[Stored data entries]
-- Opening Marker --

PR #63, opened 2019-12-17
ui(ProductPage) add dummy product page route and layout

### LINKED ISSUE #62: I want to display hardcoded Product Page layout So then I can start working on its logic
**Context**
At this stage we do not have Product Page implemented at all. There will be some more complex logic. Right now we only want to display standard Storefront UI page. In the next steps, we will add the possibility to redirect from Category Page to Product Page.

**Acceptance Criteria**
* Product Page from Storefront UI is used https://storybook.storefrontui.io/?path=/story/pages-product--default
* I can see some hardcoded dummy data in the page.
* I can see hardcoded image gallery.
* Everything is properly aligned just like in Storefront UI storybook.
* I can enter the Product Page by using direct URL in a browser.
* No additional logic that calls commercetools API is implemented.

EugeneHlushko:
- add route `/p/slug` to handle product pages alongside to `/l/slug` of categories
- add page layout with dummy content

To get to the page just visit any `/p/fsa` url

Closes #62

### DIFF
--- a/packages/commercetools/theme/nuxt.config.js
+++ b/packages/commercetools/theme/nuxt.config.js
@@ -18,12 +18,12 @@ export default {
       // @todo move to common middleware in core module and cover use case where we don't have slug at all
       // aka URL dispatcher
       routes.push({
-        name: 'customCategory',
+        name: 'category',
         path: '/l/:slug_1/:slug_2?/:slug_3?/:slug_4?/:slug_5?',
         component: resolve(__dirname, 'pages/Category.vue')
       })
       routes.push({
-        name: 'customProduct',
+        name: 'product',
         path: '/p/:slug_1/',
         component: resolve(__dirname, 'pages/Product.vue')
       })
--- a/packages/commercetools/theme/nuxt.config.js
+++ b/packages/commercetools/theme/nuxt.config.js
@@ -18,9 +18,14 @@ export default {
       // @todo move to common middleware in core module and cover use case where we don't have slug at all
       // aka URL dispatcher
       routes.push({
-        name: 'custom',
+        name: 'customCategory',
         path: '/l/:slug_1/:slug_2?/:slug_3?/:slug_4?/:slug_5?',
         component: resolve(__dirname, 'pages/Category.vue')
+      })
+      routes.push({
+        name: 'customProduct',
+        path: '/p/:slug_1/',
+        component: resolve(__dirname, 'pages/Product.vue')
       })
     }
   },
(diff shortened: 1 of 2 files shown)


packages/commercetools/theme/pages/Product.vue
```diff
@@ -0,0 +1,738 @@
...
+  },
+  methods: {
+    toggleWishlist(index) {
+      this.products[index].isOnWishlist = !this.products[index].isOnWishlist;
+    }
+  }
+};
+</script>
+<style lang="scss" scoped>
+@import "~@storefront-ui/vue/styles";
```
filrak: we have those styles already imported in a root.

filrak (changes requested):

packages/commercetools/theme/nuxt.config.js
```diff
@@ -18,10 +18,15 @@ export default {
       // @todo move to common middleware in core module and cover use case where we don't have slug at all
       // aka URL dispatcher
       routes.push({
-        name: 'custom',
+        name: 'customCategory',
```
filrak: I think we can just rename those to `category` and `product`, wdyt @EugeneHlushko ?

EugeneHlushko: yup makes sense to me, will push an update

packages/commercetools/theme/pages/Product.vue
EugeneHlushko: Still have to import variables tho

EugeneHlushko:
@filrak just updated

packages/commercetools/theme/pages/Product.vue
filrak: yeah but you can import them directly from `@storefront-ui/src/css/variables` i'm not sure if importing whole stylesheet in scoped component won't end up in duplicating it, you can either check iif styles are duplicated or just change import to point to vars directory. Tbh I'm curious ;)

EugeneHlushko: yup thats what i did yesterday after your comment: `@import "~@storefront-ui/shared/styles/variables";`

This (nuxt) does use rollup so i am not sure as well, i know the answer for webpack though it depends on config

filrak: I'm 100% sure nuxt is using webpack. I am precisely interested in `scoped` attribute of CSS part - it scopes alll it's styles with prefixes so there is a chance it will also duplicate the imported ones

EugeneHlushko: right it does, i was pretty sure to read something like that on twitter :D

EugeneHlushko: regarding this PR, is there anything you want to improve or can it be merged?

-- Closing Marker --

[What you need to do]: When you copy the data, keep every line word for word.

[Exercise solution]:
PR #63, opened 2019-12-17
ui(ProductPage) add dummy product page route and layout

### LINKED ISSUE #62: I want to display hardcoded Product Page layout So then I can start working on its logic
**Context**
At this stage we do not have Product Page implemented at all. There will be some more complex logic. Right now we only want to display standard Storefront UI page. In the next steps, we will add the possibility to redirect from Category Page to Product Page.

**Acceptance Criteria**
* Product Page from Storefront UI is used https://storybook.storefrontui.io/?path=/story/pages-product--default
* I can see some hardcoded dummy data in the page.
* I can see hardcoded image gallery.
* Everything is properly aligned just like in Storefront UI storybook.
* I can enter the Product Page by using direct URL in a browser.
* No additional logic that calls commercetools API is implemented.

EugeneHlushko:
- add route `/p/slug` to handle product pages alongside to `/l/slug` of categories
- add page layout with dummy content

To get to the page just visit any `/p/fsa` url

Closes #62

### DIFF
--- a/packages/commercetools/theme/nuxt.config.js
+++ b/packages/commercetools/theme/nuxt.config.js
@@ -18,12 +18,12 @@ export default {
       // @todo move to common middleware in core module and cover use case where we don't have slug at all
       // aka URL dispatcher
       routes.push({
-        name: 'customCategory',
+        name: 'category',
         path: '/l/:slug_1/:slug_2?/:slug_3?/:slug_4?/:slug_5?',
         component: resolve(__dirname, 'pages/Category.vue')
       })
       routes.push({
-        name: 'customProduct',
+        name: 'product',
         path: '/p/:slug_1/',
         component: resolve(__dirname, 'pages/Product.vue')
       })
--- a/packages/commercetools/theme/nuxt.config.js
+++ b/packages/commercetools/theme/nuxt.config.js
@@ -18,9 +18,14 @@ export default {
       // @todo move to common middleware in core module and cover use case where we don't have slug at all
       // aka URL dispatcher
       routes.push({
-        name: 'custom',
+        name: 'customCategory',
         path: '/l/:slug_1/:slug_2?/:slug_3?/:slug_4?/:slug_5?',
         component: resolve(__dirname, 'pages/Category.vue')
+      })
+      routes.push({
+        name: 'customProduct',
+        path: '/p/:slug_1/',
+        component: resolve(__dirname, 'pages/Product.vue')
       })
     }
   },
(diff shortened: 1 of 2 files shown)


packages/commercetools/theme/pages/Product.vue
```diff
@@ -0,0 +1,738 @@
...
+  },
+  methods: {
+    toggleWishlist(index) {
+      this.products[index].isOnWishlist = !this.products[index].isOnWishlist;
+    }
+  }
+};
+</script>
+<style lang="scss" scoped>
+@import "~@storefront-ui/vue/styles";
```
filrak: we have those styles already imported in a root.

filrak (changes requested):

packages/commercetools/theme/nuxt.config.js
```diff
@@ -18,10 +18,15 @@ export default {
       // @todo move to common middleware in core module and cover use case where we don't have slug at all
       // aka URL dispatcher
       routes.push({
-        name: 'custom',
+        name: 'customCategory',
```
filrak: I think we can just rename those to `category` and `product`, wdyt @EugeneHlushko ?

EugeneHlushko: yup makes sense to me, will push an update

packages/commercetools/theme/pages/Product.vue
EugeneHlushko: Still have to import variables tho

EugeneHlushko:
@filrak just updated

packages/commercetools/theme/pages/Product.vue
filrak: yeah but you can import them directly from `@storefront-ui/src/css/variables` i'm not sure if importing whole stylesheet in scoped component won't end up in duplicating it, you can either check iif styles are duplicated or just change import to point to vars directory. Tbh I'm curious ;)

EugeneHlushko: yup thats what i did yesterday after your comment: `@import "~@storefront-ui/shared/styles/variables";`

This (nuxt) does use rollup so i am not sure as well, i know the answer for webpack though it depends on config

filrak: I'm 100% sure nuxt is using webpack. I am precisely interested in `scoped` attribute of CSS part - it scopes alll it's styles with prefixes so there is a chance it will also duplicate the imported ones

EugeneHlushko: right it does, i was pretty sure to read something like that on twitter :D

EugeneHlushko: regarding this PR, is there anything you want to improve or can it be merged?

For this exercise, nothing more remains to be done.